Segment Start: Material provided

PR #1630, opened 2024-08-19
feat: add remote author username to changelog

MarcoIeni:
Close https://github.com/MarcoIeni/release-plz/issues/989

- [ ] add docs

### DIFF
--- a/Cargo.toml
+++ b/Cargo.toml
@@ -25,7 +25,7 @@ duration-str = { version = "0.11.2", default-features = false }
 expect-test = "1.5.0"
 fake = "2.9.2"
 fs-err = "2.11.0"
-git-cliff-core = { version = "2.4.0", default-features = false }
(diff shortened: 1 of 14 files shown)


Cargo.toml
```diff
@@ -25,7 +25,7 @@ duration-str = { version = "0.11.2", default-features = false }
 expect-test = "1.5.0"
 fake = "2.9.2"
 fs-err = "2.11.0"
-git-cliff-core = { version = "2.4.0", default-features = false }
+git-cliff-core = { version = "2.4.0", default-features = false, features = ["github", "gitea"] }
```
MarcoIeni, line 28: it feels bad that we want to just add some values and our cargo.lock exploded. Maybe we can edit git-cliff to add arbitrary fields to the commits, so that we don't need to enable these features.

MarcoIeni: opened https://github.com/orhun/git-cliff/issues/803

PR #2153, opened 2025-03-27
fix: copy git repo in terms of a local git clone

0ax1:
All filters need to be turned off when copying the repository to a temporary directory, in order to guarantee that the repository is unchanged and therefore recognized as such by Git.

### DIFF
--- a/crates/release_plz_core/src/copy_dir.rs
+++ b/crates/release_plz_core/src/copy_dir.rs
@@ -3,6 +3,7 @@ use std::{io, path::Path};
 use anyhow::Context;
 use cargo_metadata::camino::{Utf8Path, Utf8PathBuf};
 use tracing::{debug, trace};
+use walkdir::WalkDir;
 
 use crate::fs_utils::strip_prefix;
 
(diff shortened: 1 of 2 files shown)


marcoieni:
this also disables local `.gitignore`.
which means copying the `target/` directory which can be large.
Plus, at that point, why using the `ignore` library altogether? 😂

I'm fine adding standard filters such as `parents()` for example, but why copying files that are ignored by git?
I don't think that they avoid copying this files makes it impossible to recognize the repository by git.

0ax1:
> this also disables local `.gitignore`. which means copying the `target/` directory which can be large. Plus, at that point, why using the `ignore` library altogether? 😂
> 
> I'm fine adding standard filters such as `parents()` for example, but why copying files that are ignored by git? I don't think that they avoid copying this files makes it impossible to recognize the repository by git.

The problem we see right now is that we have a dep outside of our org as a git submodule which force added files that are also part of their ignore patterns. So the files are committed to the git repo, but also listed in `.gitignore`. Therefore, copying a dir and respecting the repo local `.gitignore` is incorrect. 

I agree with your point though that this is not the common case.

What do you think about adding an env var the user can opt into, in order to disable all filters?

0ax1:
A different way to approach this might be along the lines of `git ls-files --recurse-submodules`.

marcoieni:
> A different way to approach this might be along the lines of `git ls-files --recurse-submodules` + `.git` dir. So rather than excluding files, copy all files which are part of the repo.

that works for me.
when you do the pr, also remove the `ignore` dependency, which is no longer needed.
Also add a comment that explains the submodule use case you described, thanks! 🙏

0ax1:
> > A different way to approach this might be along the lines of `git ls-files --recurse-submodules` + `.git` dir. So rather than excluding files, copy all files which are part of the repo.
> 
> that works for me. when you do the pr, also remove the `ignore` dependency, which is no longer needed. Also add a comment that explains the submodule use case you described, thanks! 🙏

I implemented the copy to a temporary dir in terms of a git clone between 2 local paths. This also made the `copy_dir` obsolete. Currently checking why the test suite not fully passes.

0ax1:
@marcoieni Do you think calling git clone is a sensible strategy? Do you have a hunch why 2 of the test suites don't pass, which is not obvious from the CI output.

crates/release_plz_core/src/copy_dir.rs
```diff
@@ -1,173 +0,0 @@
...
-}
-
-#[cfg(test)]
-mod tests {
-    use crate::fs_utils::Utf8TempDir;
-
-    use super::*;
-
-    #[test]
-    fn is_dir_copied_correctly() {
```
marcoieni, line 116: let's bring back this beautiful tests please 😁
You can adapt them to test your copy that uses `git clone`.

crates/release_plz_core/src/git/github_graphql.rs
```diff
@@ -213,14 +208,6 @@ mod tests {
         // file removal
         fs_err::tokio::remove_file(&removed_path).await.unwrap();
 
-        // type change (replace symlink with a content it pointed to)
-        fs_err::tokio::remove_file(&type_changed_path)
-            .await
-            .unwrap();
-        fs_err::tokio::write(&type_changed_path, b"unchanged")
-            .await
-            .unwrap();
```
marcoieni, line 222: why you changed the test? I expect the new implementation to be compatible with the previous one.

marcoieni:
> Do you think calling git clone is a sensible strategy?

yes, IF previous tests cases keep working.
Also it allows to remove a lot of code 👍

> Do you have a hunch why 2 of the test suites don't pass

in the windows test, I see: 
```
thread 'update::up_to_date_project_is_not_touched' panicked at crates\release_plz_core\tests\all\update.rs:13:5:
assertion failed: comparison_test.are_projects_equal()
```

You can look into the `are_projects_equal` function and check why those projects are not equal anymore.
I guess the new copy isn't working as before

For the Test Suite with docker, I see:

```
fatal: empty ident name (for <runner@fv-az1279-218.yw3jarirvqvunhs3l0rvj1dcqe.phxx.internal.cloudapp.net>) not allowed
```

so maybe the git clone requires more `git config` stuff with respect to the other git commands that the test suite runs. Not sure what.

crates/release_plz_core/src/copy_dir.rs
0ax1: Will do!

0ax1:
Gonna close this for now until I find a solution which gels with the current test suite

PR #2156, opened 2025-03-30
fix: canonicalize paths when comparing package contents

aschey:
I'm using a symlinked `README.md` file in a monorepo with multiple crates and I noticed that release-plz wasn't picking up the changes to the readme file. I also use the `include` setting to only include files necessary for my crates to build, so the source readme file isn't tracked in Cargo.

The fix I made is to canonicalize the file paths when comparing the readme files and the package contents, so symlinked files are accounted for correctly when the source files aren't included.


crates/release_plz_core/src/command/update/updater.rs
```diff
@@ -809,14 +809,20 @@ fn get_package_files(
...
             if is_crate_path_same_as_git_repo {
-                l
+                let prefix = repository.directory();
+                let stripped = normalized
+                    .strip_prefix(prefix)
+                    .with_context(|| format!("failed to strip {prefix} from {normalized}"))?;
+                Ok(stripped.to_path_buf())
             } else {
-                crate_relative_path.join(l)
+                Ok(normalized)
```
marcoieni, line 821: the comment of the function says "The paths are relative to the git repo root". If you see how this function is used you get why: [here](https://github.com/release-plz/release-plz/blob/69805e71822d126803f95245346e2a8da5b859a7/crates/release_plz_core/src/command/update/updater.rs#L765) we compare this set of files with the git output.

Here you are returning the normalized output, so this won't work, right? Or am I missing something?

btw thanks for sending this PR!

aschey: Ah yes, good catch. I think we'll have to strip the prefix on both branches here instead of just the first one. That should be doable.

aschey: Pushed a fix for this. Since we're recreating the absolute (canonicalized) path for each item in the loop, we have to strip the prefix each time and the check for `crate_relative_path == ""` isn't useful anymore.

crates/release_plz/tests/all/release_pr.rs
```diff
@@ -534,6 +534,69 @@ async fn release_plz_honors_features_always_increment_minor_flag() {
...
+#[cfg_attr(not(feature = "docker-tests"), ignore)]
+async fn release_plz_detects_symlink_package_changes() {
+    let context = TestContext::new().await;
+    let readme = "README.md";
+    let readme_symlink = "README_SYMLINK.md";
+    symlink_readme(&context, readme, readme_symlink);
+    let cargo_toml_path = context.repo_dir().join(CARGO_TOML);
+    let mut cargo_toml = LocalManifest::try_new(&cargo_toml_path).unwrap();
+
+    // Exclude irrelevant files from the package to ensure changes are being tracked explicitly
```
marcoieni, line 548: last comment before this pr can be merged. I don't get why we only include `src`. how is this relevant for this test? 

does the test fails if we remove this `include`? If not, why having it?

aschey: Without explicitly setting `include` here, the original README will be included in the package since all files are included by default. This means that this test still succeeds without the changes in this PR. We have to include the symlinked version only in order for this test to verify that the path normalization is working correctly. I can try to say this more succinctly and update the comment.

marcoieni (approved):
thanks!

PR #2166, opened 2025-04-04
fix `last` clippy lint and ignore security vulnerabilities

marcoieni:


marcoieni:
I don't know why `cargo update -p openssl` doesn't work, so I will ignore the audit. PR welcome.

PR #2173, opened 2025-04-08
feat: default "remove_source_branch=true" when creating MR in GitLab

mbodmer:
This change changes the default of the checkbox "Delete source branch" to be set, in Gitlab Merge Requests:

image

see: https://docs.gitlab.com/api/merge_requests/#create-mr


crates/release_plz_core/src/git/backend.rs
```diff
@@ -193,6 +195,9 @@ impl From<GitPr> for GitLabMr {
             title: value.title,
             description: desc,
             labels,
+            // default the flag indicating to remove the source branch when
+            // merging to true. Can be manually overridden before merging.
```
marcoieni, line 199:
```suggestion
            // By default, remove the source branch when merging the PR.
            // The checkbox can be unchecked in the UI before merging.
```

crates/release_plz_core/src/git/backend.rs
```diff
@@ -170,6 +170,7 @@ pub struct GitLabMr {
     pub title: String,
     pub description: String,
     pub labels: Vec<String>,
+    pub remove_source_branch: bool,
```
marcoieni, line 173: this struct is also Deserialize. 

we use the /merge_requests endpoint here:

https://github.com/release-plz/release-plz/blob/fd0a01b9a84a5ac849799636c51b139762113e6b/crates/release_plz_core/src/git/backend.rs#L385 

and we deserialize this struct here:

https://github.com/release-plz/release-plz/blob/fd0a01b9a84a5ac849799636c51b139762113e6b/crates/release_plz_core/src/git/backend.rs#L477

I don't think this field is returned. So imo instead of adding this field to this struct, we should add this field only when we create the gitlab pr

mbodmer:
Hi Marco, thanks for reviewing! This is embarrassing, sorry. I have moved the fix to the correct struct now. Was too much of a side thing :-)

marcoieni:
> Hi Marco, thanks for reviewing! This is embarrassing, sorry. I have moved the fix to the correct struct now. Was too much of a side thing :-)

No worries, thanks for this amazing change 😁

Issue #2194, opened 2025-04-23
Docs suggest default tag is prefixed by main package name


lmmx:
## Bug description

The docs suggest the default tag, given a package foo is `foo-v` when it is just `v` (plus version number).

This is indicated in the docs on "single git tag" which suggest customising it to be just "v{{ version }}" (it already is this) and also in the docs page which shares a (helpful) suggested binary release workflow YAML in which its run is gated on the presence of the "foo-v" prefix (there it's given as `my-bin-v`).

This took a moment to diagnose the cause of because GitHub won't tell you **why** a workflow doesn't run, just that it was skipped, but I can see that both the name of the Action workflow run and the tag are just "v0.1.2" (not `foo-v0.1.2`)

- Would you like to work on a fix? [y/n] Y

## To Reproduce

To reproduce: I ran `release-plz init` and followed all the steps as directed. I did not edit the CI other than to fill in my username and package binary name.

## Expected behavior

The 2 docs pages above certainly seem to suggest that the default tag prefix is supposed to be `my-bin-v` but it looks like it is just `v`.

In the 'single git tag' docs page I would expect this:

```toml
# (Optional) Customize the git tag name to remove the `my_main_package` prefix.
git_tag_name = "v{{ version }}"
```

not to say that if this is indeed already the standard behaviour

In the 'releasing binaries' page I would expect this

```yaml
    if: github.repository_owner == 'MyOwner' && startsWith(github.event.release.name, 'my-bin-v')
```

To just be

```yaml
    if: github.repository_owner == 'MyOwner' && startsWith(github.event.release.name, 'v')
```

If the default git tag name is indeed already `v{{ version }}`

## Screenshots

![Image](https://github.com/user-attachments/assets/e19d49be-4ebe-4d7c-bce3-81fbc42eab81)

## Environment

- OS: Linux Mint 22 (Ubuntu 24.04 base)
- release-plz version: 0.3.133

## Additional context

No other issues, very smooth first use :-)

lmmx:
Ohh this looks like it's my mistake, it **will** be as documented if there are multiple crates

> The git_tag_name field
> 
> [Tera template](https://keats.github.io/tera/docs/#templates) of the git tags that release-plz creates. Use this to customize the git tags name pattern.
> 
> By default, it's:
> 
>     "{{ package }}-v{{ version }}" for workspaces containing more than one public package.
>     "v{{ version }}" for projects containing a single crate or workspaces containing just one public package.
> 
> Where:
[...]

PR #2195, opened 2025-04-23
docs: mention how to modify the example CD workflow YAML

lmmx:
- Close https://github.com/release-plz/release-plz/issues/2194


marcoieni (approved):
Thanks! I removed the duplicate explanation because it was already present in the configuration field 👍

Issue #2164, opened 2025-04-04
Dependent crates in same repo still not updated when upstream crates are updated


scouten-adobe:
## Bug description

Imagine a series of crates in the same workspace: A > B > C > D

A through C are library crates, and D is a binary crate.

In a recent run using release-plz 0.3.129, which purports to fix #2034, B and C had changes and were properly updated. D had no changes, but depends on B and C, but no new release was generated.

- Would you like to work on a fix? [y/n]

Yes, but I'll be at a conference and unavailable to look into it deeply until 14 April.

## To Reproduce

See GitHub Actions run here https://github.com/contentauth/c2pa-rs/actions/runs/14248999683/job/39937004113.

When I return from conference, I can try to build a simpler repro case.

marcoieni:
PR welcome 👍

marcoieni:
https://github.com/release-plz/release-plz/pull/2196 tests this scenario and shows that release-plz supports it.

If you experience other erros where dependencies are not updated correctly, open a PR with a tests that fails 👍

PR #2196, opened 2025-04-23
test complex scenarios where dependent crates in same repo are updated

cdmurph32:
* Check for dependency changes even if there are no release commits
* Breaking changes in dependencies result in minor version update, not a point release update.
* Added tests for both scenarios.

### DIFF
--- a/crates/release_plz_core/src/command/update/package_dependencies.rs
+++ b/crates/release_plz_core/src/command/update/package_dependencies.rs
@@ -1,9 +1,8 @@
 use cargo_metadata::{Package, camino::Utf8Path, semver::Version};
 use cargo_utils::LocalManifest;
-use std::collections::HashMap;
 use toml_edit::TableLike;
 
-use crate::{PackagePath as _, semver_check::SemverCheck};
+use crate::PackagePath as _;
 
 pub trait PackageDependencies {
     /// Returns the `updated_packages` which should be updated in the dependencies of the package.
@@ -12,7 +11,7 @@ pub trait PackageDependencies {
         updated_packages: &'a [(&Package, Version)],
         workspace_dependencies: Option<&dyn TableLike>,
         workspace_dir: &Utf8Path,
-    ) -> anyhow::Result<HashMap<&'a Package, SemverCheck>>;
+    ) -> anyhow::Result<Vec<&'a Package>>;
 }
 
 impl PackageDependencies for Package {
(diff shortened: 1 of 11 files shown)


cdmurph32:
@scouten for you review

crates/release_plz_core/src/command/update/package_dependencies.rs
```diff
@@ -58,16 +62,34 @@ impl PackageDependencies for Package {
...
+    {
+        // Breaking change: major version bump or minor version bump in 0.x series
+        Some(SemverCheck::Incompatible(new_version.to_string()))
+    } else if new_version.major == old_version.major && new_version.minor > old_version.minor {
+        Some(SemverCheck::Compatible)
+    } else if new_version.major == old_version.major
+        && new_version.minor == old_version.minor
+        && new_version.patch > old_version.patch
+    {
+        //TODO: Should this be None?
```
cdmurph32, line 89: This is an open question. I'll change the function based on the answer.

scouten-adobe (approved):

scouten-adobe:
@marcoieni FYI this PR comes from a team mate of mine.

scouten-adobe:
This should fix #2164.

crates/release_plz_core/src/command/update/package_dependencies.rs
```diff
@@ -20,17 +21,20 @@ impl PackageDependencies for Package {
...
 
-        let mut deps_to_update: Vec<&Package> = vec![];
-        for (p, next_ver) in updated_packages {
-            let canonical_path = p.canonical_path()?;
-            // Find the dependencies that have the same path as the updated package.
-            let matching_deps = package_manifest
+        updated_packages
+            .iter()
+            .filter_map(|(p, next_ver)| {
+                let Ok(canonical_path) = p.canonical_path() else {
```
marcoieni, line 33: the code used `?` to report the error to the user. 
Instead here you are discarding the error and you don't even log it.
Please keep throwing the error. E.g. using `?` again. Same later in `should_update_dependency(dep, next_ver)?`

marcoieni:
In https://github.com/release-plz/release-plz/pull/2196/commits/c722d7e955cb61a59db8bb8e319f73a673d356f2 I reverted most of the changes because I didn't get them and without those changes tests pass.
Please open a new PR and explain why those changes are needed.

crates/release_plz_core/src/command/update/updater.rs
```diff
@@ -82,6 +82,11 @@ impl Updater<'_> {
 
         let mut old_changelogs = OldChangelogs::new();
         for (p, diff) in packages_diffs {
+            if diff.is_version_published {
+                // We need to check if one of the dependencies of this package changed.
+                packages_to_check_for_deps.push(p);
+            }
```
marcoieni, line 88: I think moving this block of code here is wrong. We just need to check if a package needs to be updated because of its dependencies if `next_version != current_version`.
Otherwise we are going to update it anyway.

Imo the real issue is that the function `dependent_packages_update` doesn't detect that `binary` needs to be updated when running `TEST_LOGS=1 ENABLE_LOGS=1 RELEASE_PLZ_LOG=info cargo t release_plz_updates_binary_with_no_commits_and_dependency_change -- --nocapture`.

I spent two hours on this tonight and I'm too tired now to continue now.

PR #2210, opened 2025-05-06
fix: align registry env var name generation with Cargo

nickj:
Ensures `registry_index_url_from_env` correctly forms environment variable names for Cargo registry configurations, even when registry names contain dashes.

The sanitization logic now mirrors Cargo's behavior:
1. Replace sequences of dashes with an underscore.
2. Any non-alphanumeric character that is not a dash or underscore is invalid.

This fixes a bug where names like `my-registry` would not resolve to the expected `CARGO_REGISTRIES_MY_REGISTRY_INDEX`.

### DIFF
--- a/crates/cargo_utils/src/registry.rs
+++ b/crates/cargo_utils/src/registry.rs
@@ -10,7 +10,9 @@ const CRATES_IO_REGISTRY: &str = "crates-io";
 /// Read index for a specific registry using environment variables.
 /// <https://doc.rust-lang.org/cargo/reference/environment-variables.html>
 pub fn registry_index_url_from_env(registry: &str) -> Option<String> {
-    let Ok(env_var) = get_registry_env_var_name(registry) else { return None };
+    let Ok(env_var) = get_registry_env_var_name(registry) else {
+        return None;
+    };
     std::env::var(env_var).ok()
 }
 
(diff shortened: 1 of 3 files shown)


crates/cargo_utils/src/registry.rs
```diff
@@ -145,3 +172,36 @@ pub fn cargo_home() -> anyhow::Result<PathBuf> {
...
+            get_registry_env_var_name("registry1"),
+            "CARGO_REGISTRIES_REGISTRY1_INDEX"
+        );
+        assert_eq!(
+            get_registry_env_var_name("UPPERCASE"),
+            "CARGO_REGISTRIES_UPPERCASE_INDEX"
+        );
+        assert_eq!(
+            get_registry_env_var_name("with-special-chars!@#$%^&*()"),
+            "CARGO_REGISTRIES_WITH_SPECIAL_CHARS__INDEX"
```
marcoieni, line 200: this test case looks wrong, what do you think?

nickj: Sorry, it appears I was mistaken about multiple non-alphanumeric characters not repeating the `_` replacement.

I just tested a simple name locally like this:

```
CARGO_REGISTRIES_DEMO_INDEX="ssh://git@some.registry/crate-index.git" cargo login --registry demo
```

then, adding multiple dashes like this:
```
CARGO_REGISTRIES_DEMO___TWO_INDEX="ssh://git@some.registry/crate-index.git" cargo login --registry demo---two
```

Also it turns out the characters are much more restricted:

```
❯ CARGO_REGISTRIES_DEMO___TWO_INDEX="ssh://git@some.registry/crate-index.git" cargo login --registry demo@-@two
error: invalid character `@` in registry name: `demo@-@two`, characters must be Unicode XID characters (numbers, `-`, `_`, or most letters)
```

nickj: Updated now!

marcoieni (approved):
thanks!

Segment End: Material provided

## Assigned task:
Which lines above include the word "tests"? Show each one.

## Final answer:
-mod tests {
marcoieni, line 116: let's bring back this beautiful tests please 😁
@@ -213,14 +208,6 @@ mod tests {
yes, IF previous tests cases keep working.
thread 'update::up_to_date_project_is_not_touched' panicked at crates\release_plz_core\tests\all\update.rs:13:5:
crates/release_plz/tests/all/release_pr.rs
+#[cfg_attr(not(feature = "docker-tests"), ignore)]
https://github.com/release-plz/release-plz/pull/2196 tests this scenario and shows that release-plz supports it.
If you experience other erros where dependencies are not updated correctly, open a PR with a tests that fails 👍
* Added tests for both scenarios.
In https://github.com/release-plz/release-plz/pull/2196/commits/c722d7e955cb61a59db8bb8e319f73a673d356f2 I reverted most of the changes because I didn't get them and without those changes tests pass.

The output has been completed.